Your assignment.
Print out the records below with nothing altered.

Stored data
-*-

PR #596, opened 2024-06-27
Downgrade patch for ESP32-S3 BSP 3.0.2

brentru:
arduino-esp32 board support package v3.0.2 causes an infinite reboot error when used with ESP32-S3 boards with PSRAM. 

This patch transfers the ci for these build targets to use the brentru/ci-arduino fork, which has manual instructions to build WipperSnapper using esp32 BSP 3.0.1 for the affected boards.

### DIFF
--- a/.github/workflows/build-clang-doxy.yml
+++ b/.github/workflows/build-clang-doxy.yml
@@ -22,69 +22,69 @@ jobs:
         include:
           - offset: "0x1000"
     steps:
-    - uses: actions/setup-python@v4
-      with:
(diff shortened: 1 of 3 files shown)


brentru:
Before merging:
* Verify in the CI logs that these platforms are correctly built on bsp 3.0.1
* This needs testing on the Feather ESP32-S3 Rev. TFT
* If the above is OK, use this PR to cut version for a new release

brentru:
Successfully tested with Feather w/PSRAM on BSP 3.0.0
image

PR #600, opened 2024-07-01
Adjust SGP30 init to not call IAQinit unnecessarily

tyeth:
~~Minor tweak to the SGP30 initialisation to fail if IAQ doesn't initialise successfully instead of ignoring it.
Needs retesting - was in the way on another branch~~

Updated PR to be for the removal of the IAQinit call, as it's called here https://github.com/adafruit/Adafruit_SGP30/blob/b4a631b1d75996a4dc2b1dda07e02a8529365d33/Adafruit_SGP30.cpp#L73


tyeth:
Just read this through and we don't need to call IAQinit as begin does that for us. Will adjust this PR for that instead.

tyeth:
@brentru This is ready for review

brentru (approved):
LGTM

-*-

Task answer.
PR #596, opened 2024-06-27
Downgrade patch for ESP32-S3 BSP 3.0.2

brentru:
arduino-esp32 board support package v3.0.2 causes an infinite reboot error when used with ESP32-S3 boards with PSRAM. 

This patch transfers the ci for these build targets to use the brentru/ci-arduino fork, which has manual instructions to build WipperSnapper using esp32 BSP 3.0.1 for the affected boards.

### DIFF
--- a/.github/workflows/build-clang-doxy.yml
+++ b/.github/workflows/build-clang-doxy.yml
@@ -22,69 +22,69 @@ jobs:
         include:
           - offset: "0x1000"
     steps:
-    - uses: actions/setup-python@v4
-      with:
(diff shortened: 1 of 3 files shown)


brentru:
Before merging:
* Verify in the CI logs that these platforms are correctly built on bsp 3.0.1
* This needs testing on the Feather ESP32-S3 Rev. TFT
* If the above is OK, use this PR to cut version for a new release

brentru:
Successfully tested with Feather w/PSRAM on BSP 3.0.0
image

PR #600, opened 2024-07-01
Adjust SGP30 init to not call IAQinit unnecessarily

tyeth:
~~Minor tweak to the SGP30 initialisation to fail if IAQ doesn't initialise successfully instead of ignoring it.
Needs retesting - was in the way on another branch~~

Updated PR to be for the removal of the IAQinit call, as it's called here https://github.com/adafruit/Adafruit_SGP30/blob/b4a631b1d75996a4dc2b1dda07e02a8529365d33/Adafruit_SGP30.cpp#L73


tyeth:
Just read this through and we don't need to call IAQinit as begin does that for us. Will adjust this PR for that instead.

tyeth:
@brentru This is ready for review

brentru (approved):
LGTM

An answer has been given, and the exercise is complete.